+++ INFORMATION GIVEN

PR #65, opened 2021-03-19
DOCSP-12161 fundamentals codecs

ccho-mongodb:
### Issue JIRA link:
https://jira.mongodb.org/browse/DOCSP-12161

https://docs-mongodbcom-staging.corp.mongodb.com/7481d86/java/docsworker-xlarge/DOCSP-12161-fundamentals-codecs/fundamentals/data-formats/codecs/

### Self-Review Checklist


source/fundamentals/data-formats/codecs.txt
```diff
@@ -11,38 +11,337 @@ Codecs
...
+
+If you are customizing encoding and decoding logic for Plain old Java objects
+(POJOs), read our guide on :doc:`POJO Customization </fundamentals/data-formats/pojo-customization>`.
+
+.. _codecs-codec:
+
+Codec
+-----
+
+The ``Codec`` interface contains abstract methods for serializing and
```
biniona-mongodb, line 42:
```suggestion
The :java-docs:`Codec <apidocs/bson/org/bson/codecs/Codec.html>` interface contains abstract methods for serializing and
```

biniona-mongodb: Should this link to the API docs for Codec interface?

source/fundamentals/data-formats/codecs.txt
```diff
@@ -11,38 +11,337 @@ Codecs
...
+     - An instance of a class that implements ``BsonReader``, an interface type
+       that exposes methods for reading a BSON document. For example, the
+       ``BsonBinaryReader`` implementation reads from a binary stream of data.
+
+   * - ``decoderContext``
+     - Contains information about the BSON data that it decodes to a Java
+       object.
+
+The ``getEncoderClass()`` method returns a class instance of the Java class
+since Java cannot infer the type due to due to type erasure.
```
biniona-mongodb, line 94:
```suggestion
since Java cannot infer the type due to type erasure.
```

source/fundamentals/data-formats/codecs.txt
```diff
@@ -11,38 +11,337 @@ Codecs
...
-- Description
-- Example of get method implementation
+A ``CodecProvider`` is an interface that contains abstract methods that create
+``Codec`` instances and assign them to a ``CodecRegistry`` instance. Similar
+to the ``CodecRegistry``, the BSON library uses the Codecs retrieved by
+the ``get()`` method to convert between Java and BSON data types.
+
+However, in cases in which you add a class that contains fields that require
+corresponding ``Codec`` instances, you need to ensure you construct the Codecs
+for the class' fields before the ``Codec`` for the class. You can use the
```
biniona-mongodb, line 186:
```suggestion
for the class' fields before the ``Codec`` instance for the class. You can use the
```

biniona-mongodb: Should this specify `Codec` instance?

source/fundamentals/data-formats/codecs.txt
```diff
@@ -11,38 +11,337 @@ Codecs
...
+``CodecProvider`` to add the Codecs to the registry before the one for which
+they are required.
+
+The following code example shows how you can implement ``CodecProvider`` to
+instantiate the Codecs on which the ``Monolight`` depends including the
```
biniona-mongodb, line 191: Should `Monolight` and `PowerStatusCodec` link to the section of the document where they are specified.

source/fundamentals/data-formats/codecs.txt
```diff
@@ -11,38 +11,337 @@ Codecs
...
+.. code-block:: none
+   :copyable: false
+
+   Java type: java.util.Set
+
+For a complete list of the default mappings, refer to the
+:java-docs:`BsonTypeClassMap API documentation <apidocs/bson/org/bson/codecs/BsonTypeClassMap.html>`.
+
+For an example of how the ``Document`` class uses ``BsonTypeClassMap``, see
+the driver source code for the following classes:
```
biniona-mongodb, line 266: Should these source code links link to a line number? It is difficult to tell where in the source code you are referring to.

source/fundamentals/data-formats/codecs.txt
```diff
@@ -11,38 +11,337 @@ Codecs
...
+     - Contains information about the BSON data that it decodes to a Java
+       object.
+
+The ``getEncoderClass()`` method returns a class instance of the Java class
+since Java cannot infer the type due to due to type erasure.
+
+.. _codecs-powerstatus-codec:
+
+See the following ``PowerStatusCodec`` class that implements ``Codec`` in
+order to convert the Java ``String`` values "on" and "off" to
```
biniona-mongodb, line 99: Are we switching to the convention  where we use monospace and language syntax for values, so`"on"` and `"off"`?

biniona-mongodb (commented):
Looks good! Just submitting a review to practice reviewing. Interested to see what other's find. Please let me know if you disagree with any of my comments or with anything about my approach.

source/fundamentals/data-formats/codecs.txt
```diff
@@ -11,38 +11,337 @@ Codecs
...
+-----
+
+The ``Codec`` interface contains abstract methods for serializing and
+deserializing Java objects to BSON data. You can define your conversion logic
+between BSON and your Java object in your implementation of this interface.
+
+To implement the ``Codec`` interface, override the ``encode()``, ``decode()``,
+and ``getEncoderClass()`` abstract methods.
+
+The ``encode()`` method requires the following parameters:
```
kyuan-mongodb, line 49: You mention what the methods decode() and getEncoderClass() return.  For consistency, maybe include it for encode() too

source/fundamentals/data-formats/codecs.txt
```diff
@@ -11,38 +11,337 @@ Codecs
...
+
+.. list-table::
+   :header-rows: 1
+   :widths: 10 20
+
+   * - Parameter Type
+     - Description
+
+   * - ``writer``
+     - An instance of a class that implements ``BsonWriter``, an interface type
```
kyuan-mongodb, line 59:
```suggestion
     - An instance of a class that implements ``BsonWriter``, and an interface type
```

kyuan-mongodb: I'm not sure if you meant it the way you wrote it, but it sounded incomplete when I read this.  Applies to all instances.

source/fundamentals/data-formats/codecs.txt
```diff
@@ -11,38 +11,337 @@ Codecs
...
+You can retrieve the Codecs from the ``CodecRegistry`` instance from the
+prior example using the following code:
+
+.. code-block:: java
+   :copyable: true
+
+   Codec<String> powerStatus = codecRegistry.get(String.class);
+   Codec<Integer> integerCodec = codecRegistry.get(Integer.class);
+
+If you attempt to retrieve a ``Codec`` instance for a class that is not
```
kyuan-mongodb, line 164: I think this is should be in a note block to make it stand out more to the reader.

kyuan-mongodb (commented):
Looks good overall, but I think there are a few things that can improve the page.

source/fundamentals/data-formats/codecs.txt
```diff
@@ -11,38 +11,337 @@ Codecs
...
+  that converts certain Java strings to BSON booleans.
+
+You can retrieve the Codecs from the ``CodecRegistry`` instance from the
+prior example using the following code:
+
+.. code-block:: java
+   :copyable: true
+
+   Codec<String> powerStatus = codecRegistry.get(String.class);
+   Codec<Integer> integerCodec = codecRegistry.get(Integer.class);
```
terakilobyte, line 162: Since this can throw, is it worth wrapping in a try/catch?

source/fundamentals/data-formats/codecs.txt
terakilobyte: Perhaps a `.. warning`

source/fundamentals/data-formats/codecs.txt
```diff
@@ -11,38 +11,337 @@ Codecs
...
 BsonTypeClassMap
 ~~~~~~~~~~~~~~~~
 
-- Description
-- Example of how to use to specify Bson mapping
+The ``BsonTypeClassMap`` class contains a recommended mapping between BSON
+and Java types. You can use this class to help you manage which Java types
+to decode your BSON types to in your custom ``Codec`` or ``CodecProvider``.
+You can add or modify the mapping by passing a ``Map`` containing new or
+replacement or entries. The ``Document`` class uses the recommended mapping.
```
terakilobyte, line 220:
```suggestion
replacement entries. The ``Document`` class uses the recommended mapping.
```

source/fundamentals/data-formats/codecs.txt
```diff
@@ -11,38 +11,337 @@ Codecs
...
+   System.out.println("Java type: " + clazz.getName());
+
+This code outputs the following:
+
+.. code-block:: none
+   :copyable: false
+
+   Java type: java.util.List
+
+You can modify these mappings in your instance by specifying them in the
```
terakilobyte, line 240:
```suggestion
You can modify these mappings in your instance by specifying replacements in the
```
nitpick:  'them' was unclear to me here until reading further below

source/fundamentals/data-formats/codecs.txt
```diff
@@ -11,38 +11,337 @@ Codecs
...
+
+This class contains the following fields, each of which we need to assign a
+``Codec``:
+
+- ``colorTemperature`` describes the color of the light and contains an
+  ``Integer`` value for which we use the ``IntegerCodec`` included in the
+  BSON library.
+- ``powerStatus`` describes whether the light is "on" or "off" for which we use
+  the :ref:`PowerStatusCodec <codecs-powerstatus-codec>` that converts specific
+  string values to BSON booleans.
```
terakilobyte, line 298: should these be ordered here the same as they are declared in the code, or does it matter?

terakilobyte (changes requested):
Overall very clear and easy to follow! A few nits and questions.

source/fundamentals/data-formats/codecs.txt
ccho-mongodb: We should avoid links to API docs or other links external to the drivers/java site in the opening paragraph of a section that describes a concept. This decision is based on user and MongoDB writer feedback to keep the reader focused and instead link it later (see line 116).

source/fundamentals/data-formats/codecs.txt
ccho-mongodb: I initially thought about that, but decided against it since it returns nothing. Since it sounds like the additional clarification can help, I'll add to the description so that it's more apparent that it doesn't return anything and why that is.

source/fundamentals/data-formats/codecs.txt
ccho-mongodb: In this case, the comma is marking the start of a nonrestrictive clause to define the term "BsonWriter". The "BsonWriter" is the  "interface type that exposes methods for writingb a BSON document". If this was a list of two items, "BsonWriter" and "something else", the comma should not be included.

source/fundamentals/data-formats/codecs.txt
ccho-mongodb: Not that I know of, but maybe you have a different convention in mind? 

I've mentioned what convention I've been following for all the docs repos that our team currently works on, but can explain again. 

I'd like to stick to that for at least the current documentation repos, but if there's a pressing need to change it, we should discuss as a team and apply the convention across the docs.

source/fundamentals/data-formats/codecs.txt
ccho-mongodb: I think it could either:
- show the try/catch and omit the description underneath because that could be made apparent through the error message
- keep it short to just demonstrate the syntax, and then explain a potential runtime exception as it is currently structured

Is there one way that's better than the other? I don't think we've done much with handling specific exceptions in our prior documentation.

terakilobyte: When I did the indexes page, I wrapped some of the index creation methods in try/catch since they can throw. I'm unsure what the best approach is, perhaps it is to wrap in try/catch and catch the specific exception. If there is more than one, perhaps we add a note in that case?

source/fundamentals/data-formats/codecs.txt
ccho-mongodb: Maybe I'm missing something about how we should use admonitions (note, warning, etc.), but here's my decision process:

I've only used warning or note blocks for describing some unexpected behavior whether it's a difference between how the driver and server behave or a common user mistake.

This specific exception type is a feature that helps a user identify what went wrong during runtime. I'm not sure we should be using an admonition to let a user know about this.

Let me know if this makes sense and/or whether I'm missing something.

source/fundamentals/data-formats/codecs.txt
ccho-mongodb: Good catch, will update.

source/fundamentals/data-formats/codecs.txt
ccho-mongodb: I think it depends on factors including intent, feasibility, maintainability, and audience.

In this case:

- The intent is not to walk the user through the source code, but rather to mention they can trace the code themselves independently for further reading/learning. We've already explained one example of its usage above.

- For feasibility, in this case it's multiple lines of code, so linking to one line could be deceptive more than helpful, making the user believe that the reference might only be in one place.

- For maintainability, we need to be extra careful about linking to line numbers in source code since those can change in point releases without us knowing.

- As for audience, this paragraph is explicitly mentioning driver source code to allow users to determine whether this is the type of learning they want to pursue. 

Do you disagree with any of these points? And can you think of a better solution that addresses your request?

source/fundamentals/data-formats/codecs.txt
ccho-mongodb: I was thinking that "construct" only applies to objects/instances, so that could be implied. Since it could be misinterpreted, I'll reword this to "instantiate a Codec".

source/fundamentals/data-formats/codecs.txt
biniona-mongodb: From a technical perspective, I think we can circumvent the maintainability and feasibility concerns (points 2 and 3) by linking to multiple lines of a file at a specific commit hash. Example: https://github.com/mongodb/mongo-java-driver/blob/bd522224a66418c89595601263265da510843206/bson/src/main/org/bson/codecs/DocumentCodecProvider.java#L40-L63.

In regards to point 1, I think readers will have a more productive time tracing the source code with a definite starting point. Often for me the hardest thing about reading source code is gaining my first foothold. Having an explicit place to start/end has in the past been extremely helpful for me in beginning the process of studying an unfamiliar project.

In regards to point 4, I think there might have been a miscommunication due to me incorrectly selecting the lines I wished to comment on. The only things I think could benefit from a change are lines 268 and 269 such that the `href`s link to line numbers of a specific commit hash:

`- :github:`DocumentCodecProvider <mongodb/mongo-java-driver/blob/master/bson/src/main/org/bson/codecs/DocumentCodecProvider.java>`
- :github:`DocumentCodec <mongodb/mongo-java-driver/blob/master/bson/src/main/org/bson/codecs/DocumentCodec.java>``

source/fundamentals/data-formats/codecs.txt
ccho-mongodb: That was my first thought, but when considering the following, I decided it was better not to do so for the following reasons:
1) Since we can't give links monospace formatting, we would need to provide additional information about the link as we do (or should do) with other links.
2) Keep the reader focused on what we're demonstrating which in this case doesn't offer information to understand the example other than maybe the type that getEncoderClass() returns in PowerStatusCodec. The content referenced in the link on line 201 features a link back to PowerStatusCodec including a description.

Let me know if that makes sense or whether you have a better solution, and whether this is a blocker for you.

source/fundamentals/data-formats/codecs.txt
ccho-mongodb: I don't think we should try to show and explain all the potential exceptions, other than those that are ones that might expect a user to frequently encounter. A few reasons for this:

- Java IDEs like Eclipse and IntelliJ generate try/catch block code for any of the potential exception types.
- There are a lot of different exception types in the methods we document, so describing each of them in detail beyond what's offered in the API documentation we link to has all the disadvantages we've discussed in denormalizing API documentation in reference documentation applies.

source/fundamentals/data-formats/codecs.txt
terakilobyte: I think this makes sense, especially since it isn't surprising.

source/fundamentals/data-formats/codecs.txt
ccho-mongodb: > In regards to point 4, I think there might have been a miscommunication due to me incorrectly selecting the lines I wished to comment on. The only things I think could benefit from a change are lines 268 and 269 such that the hrefs link to line numbers of a specific commit hash. These are the two lines I think could be changed:

I think those are the same links I'm referring to as they're the only ones that link to the driver repository. In your recommended lines to highlight, I'm not sure whether those are sufficient since the variable that contains the reference is used in more methods than the highlighted ones. I'm not sure a reader can understand the intent without explanation either.

Unfortunately, linking to a commit hash doesn't make it more maintainable than linking to a branch.  Since we're presenting documentation for specific versions, we would need to ensure we're showing them the "current implementation for this version" rather than "an implementation in a version, but not necessarily this version". Since a referenced commit is not guaranteed to be the same across PATCH versions, we can't guarantee those line numbers are valid in their MINOR version (for definitions of MINOR and PATCH, see semver.org).

Current issues that we've identified in this conversation:
- the user might not find the links to source code helpful without more guidance
- as document creators, it is difficult to guide some users through all the details of the source code (especially with just line numbers).
- as document creators, it's difficult to come up with a way to make documentation that guides a user through specific lines of source code maintainable

Initially, I thought it could be helpful, but I think from hearing your feedback, maybe I should do one or more of the following:

1) omit the link to the source code
2) replace it with a contrived example of how it might be able to used in the decode() method of a Codec
3) omit the section

I'll see if someone on the Java team wants to weigh in on what their thoughts are in an external review.

biniona-mongodb: After hearing your response, I agree that linking to a specific commit hash is not a good idea. I like the problems you have outlined. How to effectively utilize source code as a teaching tool could be a worthwhile conversation with DBX engineering teams. Maybe certain sections of the source are heavily commented and designed to be read as educational material? Not sure how to solve this. 

Resolving this comment as I am no longer requesting any changes.

terakilobyte (approved):
LGTM

source/fundamentals/data-formats/codecs.txt
biniona-mongodb: Sounds good, thanks for the response. Will try to avoid links to API docs in opening paragraphs in my writing going forward.

source/fundamentals/data-formats/codecs.txt
biniona-mongodb: Thanks for the response. I think those reasons make sense. Going forward, I will try to critically assess linking to examples introduced elsewhere in the document as opposed to linking to referenced examples as a rule.

source/fundamentals/data-formats/codecs.txt
biniona-mongodb: Sounds good. You are correct that we did not reach resolution [on point 4 of the Writing Hints and Tips for Drivers](https://docs.google.com/document/d/1SxlDvx4MYKBE6-LYGp5i5uuHfY1ZUYYlhc6syEdta5M/edit). I'll try and restart conversation on the doc.

Marking comment as resolved as no changes are requested.

biniona-mongodb (approved):

ccho-mongodb:
Hi @jyemin and @rozza , this PR is ready for your review.

I was also wondering if you could provide an opinion on whether mentioning that Document uses BsonTypeClassMap, and linking to DocumentCodecProvider and DocumentCodec in the source was worthwhile or if it's better to omit it: https://github.com/mongodb/docs-java/pull/65/files#diff-f3632dc4c3e534fc767d59725b984a96a9352c9ceddbfa768316c762fd155c80R268-R272

Thanks in advance!

jyemin:
@rozza can you take first crack at this one?

source/includes/fundamentals/code-snippets/PowerStatusCodec.java
```diff
@@ -0,0 +1,41 @@
...
+    }
+
+    @Override
+    public Class<String> getEncoderClass() {
+        return String.class;
+    }
+
+    @Override
+    public String decode(BsonReader reader, DecoderContext decoderContext) {
+        Boolean value = reader.readBoolean();
```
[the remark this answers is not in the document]
rozza: eg:

```
package fundamentals.monolightcodec;

import org.bson.BsonReader;
import org.bson.BsonType;
import org.bson.BsonWriter;
import org.bson.codecs.Codec;
import org.bson.codecs.DecoderContext;
import org.bson.codecs.EncoderContext;


// start class
public class PowerStatusCodec implements Codec<String> {

    @Override
    public void encode(BsonWriter writer, String value, EncoderContext encoderContext) {
        if (value.equals("on")) {
            writer.writeBoolean(Boolean.TRUE);;
        } else if (value.equals("off")) {
            writer.writeBoolean(Boolean.FALSE);
        } else {
            writer.writeNull();
        }
    }

    @Override
    public Class<String> getEncoderClass() {
        return String.class;
    }

    @Override
    public String decode(BsonReader reader, DecoderContext decoderContext) {
        BsonType bsonType = reader.readBsonType();
        switch (bsonType) {
            case NULL:
                reader.readNull();
                return null;
            case BOOLEAN:
                boolean value = reader.readBoolean();
               return value ? "on" : "off";
            default:
                throw new IllegalStateException("Unexpected BsonType: " + bsonType);
        }
    }
}
// end class
```

source/fundamentals/data-formats/codecs.txt
```diff
@@ -11,38 +11,340 @@ Codecs
...
+- :ref:`PowerStatusCodec <codecs-powerstatus-codec>`, our sample ``Codec``
+  that converts certain Java strings to BSON booleans.
+
+You can retrieve the ``Codec`` instances from the ``CodecRegistry`` instance
+from the prior example using the following code:
+
+.. code-block:: java
+   :copyable: true
+
+   Codec<String> powerStatus = codecRegistry.get(String.class);
```
rozza, line 164: Nit: Naming convention - `powerStatusCodec`

source/includes/fundamentals/code-snippets/MonolightCodecProvider.java
```diff
@@ -0,0 +1,35 @@
...
+
+    @Override
+    @SuppressWarnings("unchecked")
+    public <T> Codec<T> get(Class<T> clazz, CodecRegistry registry) {
+        if (clazz == Monolight.class) {
+            return (Codec<T>) new MonolightCodec(registry);
+        } else if (clazz == Integer.class) {
+            return (Codec<T>) integerCodec;
+        } else if (clazz == String.class) {
+            return (Codec<T>) powerStatusCodec;
```
rozza, line 28: This should be treated with caution - as it will handle *all* string values.  

So if a user was using the codec registry to decode a `Document` then any string values would encoded using the powerStatusCodec!

source/includes/fundamentals/code-snippets/MonolightCodec.java
```diff
@@ -0,0 +1,57 @@
...
+
+    @Override
+    public Monolight decode(BsonReader reader, DecoderContext decoderContext) {
+        Monolight monolight = new Monolight();
+
+        reader.readStartDocument();
+        while (reader.readBsonType() != BsonType.END_OF_DOCUMENT) {
+            String fieldName = reader.readName();
+            if (fieldName.equals("powerStatus")) {
+                monolight.setPowerStatus(powerStatusCodec.decode(reader, decoderContext));
```
rozza, line 40: I think although we have a `powerStatusCodec` this codec would handle its own encoding for such a simple task. But I understand that it could be a more complex type.

source/includes/fundamentals/code-snippets/MonolightCodecProvider.java
```diff
@@ -0,0 +1,35 @@
...
+        integerCodec = new IntegerCodec();
+        powerStatusCodec = new PowerStatusCodec();
+    }
+
+    @Override
+    @SuppressWarnings("unchecked")
+    public <T> Codec<T> get(Class<T> clazz, CodecRegistry registry) {
+        if (clazz == Monolight.class) {
+            return (Codec<T>) new MonolightCodec(registry);
+        } else if (clazz == Integer.class) {
```
rozza, line 25: Its an anti pattern for a provider to handle multiple types. Especially, if they have their own codecs.  In this scenario you would use `fromCodecs(new IntegerCodec(), new PowerStatusCodec());`

rozza (changes requested):
I think this looks good, however there is a trap with the `PowerStatusCodec`. It represents **_all_** strings it could quite easily cause a user to get in a pickle.

So what suggestions would I give a user to avoid this?

* You could use a special type an Enum would be great for the power status
* Have the `MonolightCodec` handle the encoding / decoding of its types.  It could use a type map like `Document` and `BsonDocument` does.

I probably would look towards using an Enum for the power status then it wouldn't trip anyone up.

source/includes/fundamentals/code-snippets/PowerStatusCodec.java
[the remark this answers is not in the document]
rozza: See my comment about why using `Codec<String>` could cause an issue here.

source/includes/fundamentals/code-snippets/MonolightCodecProvider.java
ccho-mongodb: I figured that would happen, but is there a convention that I can use to selectively encode strings? Would I need to create a conditional that checked the value of the string to determine whether to use a PowerStatusCodec or a StringCodec?

source/includes/fundamentals/code-snippets/MonolightCodecProvider.java
ccho-mongodb: Do you mean I should be instantiating a new CodecRegistry (using the factory method you provided) and then fetching the `IntegerCodec` or `PowerStatusCodec` from it?

source/includes/fundamentals/code-snippets/MonolightCodec.java
ccho-mongodb: If this doesn't seem necessary, I can rework the example to exclude the PowerStatusCodec. My intent was to build up the example by referencing the PowerStatusCodec presented in an earlier section, and demonstrate how you might use it to decode a field but it could be too contrived/simple. Let me know what you think.

source/includes/fundamentals/code-snippets/MonolightCodecProvider.java
rozza: The CodecRegistry is a global registry. So the convention would probably be for the MonolightCodec would handle the power status conversion internally.

source/includes/fundamentals/code-snippets/MonolightCodecProvider.java
rozza: Not quite, its just that a custom CodecProvider typically would only handle a single type and not multiple types as shown here.

source/includes/fundamentals/code-snippets/MonolightCodec.java
rozza: I think to fix there are two choices for a quick fix: 

1) Keep PowerStatusCodec, just don't register it in the global codec registry and instantiate it here.
2) Change the type for the field to an Enum, that way there will be no global registry clash.

ccho-mongodb:
Thanks for the review!

> * You could use a special type an Enum, which would be great for the power status
> ...
> I probably would look towards using an Enum for the power status then it wouldn't trip anyone up.

I wanted to avoid using an Enum since I would possibly contradict suggested usage of the EnumCodec here:
https://github.com/mongodb/docs-java/blob/master/source/fundamentals/data-formats/pojo-customization.txt#L647
However, if it seems too contrived and confusing to use it for pre-determined String values, I can rewrite this to use it.

> * Have the `MonolightCodec` handle the encoding / decoding of its types.  It could use a type map like `Document` and `BsonDocument` does.

Do you mean something like `BsonTypeCodecMap`? I guess I was trying to avoid demonstrating codecs with a minimal example implementation, but if it is typical to require a mapping, maybe I should switch to describing the `DocumentCodecProvider` similar to what's described in the current documentation here https://mongodb.github.io/mongo-java-driver/4.2/bson/codecs/

Let me know what you think about this and the questions I left in my responses. Thanks!

ccho-mongodb:
Hi @rozza, I think I've addressed the items you've pointed out, but could you take a look before I incorporate it into this PR and update the text around it? I've drafted the code in the following gist:

https://gist.github.com/ccho-mongodb/e571f45796c17cdbe0fad5209bb92e7b

Notable changes:
- I used an Enum instead of a String to represent the PowerStatus
- I registered the Codecs with what I think you're referring to as the global provider. I'm not that certain how to use them in a more local scope if not directly in the get() method of the Provider.
- The decode() method in PowerStatusCodec uses readBoolean rather than readBsonType() since I was getting an exception that the Codec was attempting to the value and not the type.
- I'm using the IntegerCodec rather than using the int32 read/write methods

Let me know what you think when you get the chance, thanks!

rozza:
The gist is looking good. Couple of notes:

```
MonolightCodecProvider monolightCodecProvider = new MonolightCodecProvider();
CodecRegistry MonolightFieldRegistry = CodecRegistries.fromCodecs(new IntegerCodec(), new PowerStatusCodec());

CodecRegistry codecRegistry = CodecRegistries.fromProviders(MonolightFieldRegistry, monolightCodecProvider);
```

Can be replaced by:

```
CodecRegistries.fromRegistries(CodecRegistries.fromProviders(monolightCodecProvider), 
                               CodecRegistries.fromCodecs(new IntegerCodec(), new PowerStatusCodec()),
                               MongoClientSettings.DEFAULT_CODEC_REGISTRY);
```

`MonolightCodecProvider.java` doesn't need the IntegerCodec & PowerStatusCodec.

`PowerStatus` encode, doesn't need to writeNull - as it can't be null its an enum and decode shouldn't return a null.  I would set a default value in the `Monolight` class so it always has a value. Or in MonolightCodec don't write the field if the value is null.

ccho-mongodb:
Thanks @rozza, I made updates based on your feedback. Please re-review when you get the chance, thanks!

source/includes/fundamentals/code-snippets/Monolight.java
```diff
@@ -0,0 +1,35 @@
+package fundamentals.monolightcodec;
+
+// start class
+public class Monolight {
+    private PowerStatus powerStatus = PowerStatus.OFF;
+    private Integer colorTemperature;
+
+    public Monolight() {}
+
+    // ...
```
rozza, line 10: Nit: Are these comments needed?

source/includes/fundamentals/code-snippets/PowerStatusCodec.java
```diff
@@ -0,0 +1,37 @@
...
+        if (value != null) {
+            writer.writeBoolean(value.equals(PowerStatus.ON) ? Boolean.TRUE : Boolean.FALSE);
+        }
+    }
+
+    @Override
+    public PowerStatus decode(BsonReader reader, DecoderContext decoderContext) {
+        Boolean value = reader.readBoolean();
+
+        if (value) {
```
rozza, line 24: Suggest change to: 

```
return reader.readBoolean() ? PowerStatus.ON : PowerStatus.OFF;
```

source/fundamentals/data-formats/codecs.txt
```diff
@@ -11,38 +11,360 @@ Codecs
...
+When working with POJOs, consider using the  ``PojoCodecProvider`` to
+minimize duplicate code to convert commonly-used data types and customize
+the behavior. See our
+:doc:`POJO Customization guide </fundamentals/data-formats/pojo-customization>`
+for more information.
+
+For more information about the classes and interfaces in this section, see the
+:java-docs:`CodecProvider API documentation <apidocs/bson/org/bson/codecs/configuration/CodecProvider.html>`.
 
 BsonTypeClassMap
```
rozza, line 232: This section doesn't need to be nested in CodecProvider.

`BsonTypeClassMap` is really an implementation detail for Codec's that contain container classes like `Document`, `Map` & `Iterables` and its only used for decoding of types from Bson into these container types.  Perhaps add a clarification at the start?

rozza (changes requested):
Couple of minor nits/suggestion/comments

Very nearly there now :)

source/includes/fundamentals/code-snippets/Monolight.java
ccho-mongodb: They're there for formatting the example. We use a directive called "literalinclude" which inserts all the text from a file, optionally between two comments. The "start class" and "end class" denote the start and end of the included text, and the "// ..." signifies additional but excluded code.
In the documentation example, I only wanted to show the fields and constructor, not all the getters/setters/toString methods. See the attached to see how this renders on the page:

Screen Shot 2021-04-30 at 10 10 23 AM

Let me know if you have any recommended changes here.

source/fundamentals/data-formats/codecs.txt
ccho-mongodb: Good to know, updating the section.

ccho-mongodb:
@rozza ready for another look when you get the chance.

rozza (approved):
:+1: LGTM!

++++++

A line qualifies when it holds the word "runtime"; report all qualifying lines from the records above.

- keep it short to just demonstrate the syntax, and then explain a potential runtime exception as it is currently structured
This specific exception type is a feature that helps a user identify what went wrong during runtime. I'm not sure we should be using an admonition to let a user know about this.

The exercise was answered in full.